Aside from organizing your code to let a single RNG seed influence everything, another possible source of non-determinism is iteration order. In Rust, a HashMap
could have different order every time it’s used, so we use a BTreeMap
instead when this matters. In Python, dictionaries are ordered. Be sure to check for your language.
15.2 Protocol buffers
SPC uses protocol buffers v2 for output. This has some advantages explained the “explicit data schema” section above.
Note that we chose proto2 instead of proto3, because proto3 doesn’t support required fields. This is done to allow schemas to evolve better over time, but this isn’t a feature SPC makes use of. There’s no need to have new code work with old data, or vice versa – if the schema is updated, downstream code should adapt accordingly and use the updated input files.
Note also that protocol buffers don’t easily support type-safe wrappers around numeric IDs, so downstream code has to be careful not to mix up household, venue, and person IDs. For this reason, SPC internally doesn’t use the auto-generated protobuf code until the very end of the pipeline. It’s always possible to be more precise with native Rust types, and convert to the less strict types later.

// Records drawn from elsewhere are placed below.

PR #2871, opened 2017-11-21
Zen 28615

ISPHOST:


Products/ZenCallHome/CallHomeStatus.py
```diff
@@ -0,0 +1,123 @@
...
+        except Exception as e:
+            log.warning("Exception trying to push metric to redis: {0}".format(e))
+            self._redis_client = None
+            return
+
+    def load_from_redis(self):
+        # Is redis up?
+        if not self._connected_to_redis():
+            return
+        data = {}
```
sockterrier: looks unused

Products/ZenCallHome/CallHomeStatus.py
```diff
@@ -0,0 +1,123 @@
...
+                "Exception trying to recive data from redis: {0}".format(e))
+            self._redis_client = None
+            return
+
+    def init(self):
+        """Sets empty data for CallHomeStatus before run
+        """
+        data = dict()
+        stages = ('Request to CallHome server', 'CallHome start',
+                  'Update report', 'CallHome Collect', 'GatherProtocol')
```
sockterrier: Move these stages out into something visible on the module or class level. Then in cycler, directpost, or callhome below, do something like 'chs.stage(CALLHOME_COLLECT)' where you currently have 'chs.stage("CallHome Collect")'

Products/ZenCallHome/CallHomeStatus.py
```diff
@@ -0,0 +1,123 @@
...
+                'description': v,
+                'status': '2',
+                'error': '',
+                'stime': '-1'
+            }
+        data = pickle.dumps(data)
+        self.push_to_redis(data)
+
+
+    def stage(self, stage, status="RUNNING", err=""):
```
sockterrier: reject stages that don't match one of the anticipated ones with an exception.

PR #2874, opened 2017-11-23
ZEN-29155: Can't create a maintenance window correctly using JSON api.

olst:


Products/Zuul/infos/devicemanagement.py
```diff
@@ -38,8 +40,26 @@ def startTime(self):
...
+        duration = int(p['durationMinutes']) or int(p['durationHours']) \
+            or int(p['durationDays'])
+        if not duration:
+            p['durationHours'] = 1
+        if p['repeat'] not in self._object.REPEAT:
+            p['repeat'] = self._object.REPEAT[0]
         self._object.manage_editMaintenanceWindow( 
-                                     startDateTime=p['startDateTime'],
+                                     startDateTime=startDateTime,
                                      durationDays=p['durationDays'],
```
jplouis: Seems like this method is duplicating some default value picking logic defined in the manage_editMaintenanceWindow param and method.  Specifically the logic around startDateTime and startHours etc.... Those values should be passed in only if they are present in the the `p` param.

Why is it default to 1 hour duration if the duration not set?

Seems like an exception should be thrown if an invalid `repeat` param is sent.

olst:
updated

olst:
Please see this videos:
issue: https://youtu.be/-_YnjSHGW58
fix: https://youtu.be/ZDS0QDFA7mg

Products/Zuul/infos/devicemanagement.py
```diff
@@ -39,7 +39,10 @@ def startTime(self):
 
     def updateWindow(self, p):
         self._object.manage_editMaintenanceWindow( 
-                                     startDateTime=p['startDateTime'],
+                                     startDateTime=p.get('startDateTime', None),
+                                     startDate=p.get('startDate', None),
+                                     startHours=p.get('startHours', None),
+                                     startMinutes=p.get('startMinutes', None),
```
jplouis: If startDateTime, startMinutes and startHours are not in the `p` map and get set to None, the manage_editMaintenanceWindow method will throw an exception.

PR #2889, opened 2017-12-11
ZEN-28772 Graph height 100

carlcamera:
Catch user-input of 100 chart height and adjust width to prevent backwards-compat code from adjusting height to 500.  Hide width row because width values are ignored.


carlcamera:
Whoops I forgot a semicolon. Hold on.

PR #2902, opened 2017-12-13
ZEN-29115: Json api DeviceManagementRouter addMaintWindow() method do…

olst:
https://jira.zenoss.com/browse/ZEN-29115
Fixes:
- invalid value for enabled throws exception instead of clean error response 
- able to add an invalid prod state
- api returned success when attempt to add MW without a name value (it did not add, but api returned success)


olst:
fixed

15.3 An example of the power of static type checking
Imagine we want to add a new activity type to represent people going to university and higher education. SPC already has activities for primary and secondary school, so we’ll probably want to follow those as a guide. In any language, we could search the codebase for relevant terms to get a sense of what to update. In languages like Python without an up-front compilation step, if we fail to update something or write blatantly incorrect code (such as making a typo in variable names or passing a list where a string was expected), we only find out when that code happens to run. In pipelines with many steps and large input files, it could be a while before we reach the problematic code.
Let’s walk through the same exercise for SPC’s Rust code. We start by adding a new University
case to the Activity enum. If we try to compile the code here (with cargo check
or an IDE), we immediately get 4 errors.
Three of the errors are in the QUANT module. The first is here. It’s immediately clear that for retail and primary/secondary school, we read in two files from QUANT representing venues where these activities take place and the probability of going to each venue. Even if we were unfamiliar with this codebase, the compiler has told us one thing we’ll need to figure out, and where to wire it up.
The other error is in the code that writes the protobuf output. Similarly, we need a way to represent university activities in the protobuf scheme.
Extending an unfamiliar code-base backed by compiler errors is a very guided experience. If you wanted to add more demographic attributes to people or energy use information to households, you don’t need to guess all of the places in the code you’ll need to update. You can just add the field, then let the compiler tell you all places where those objects get created.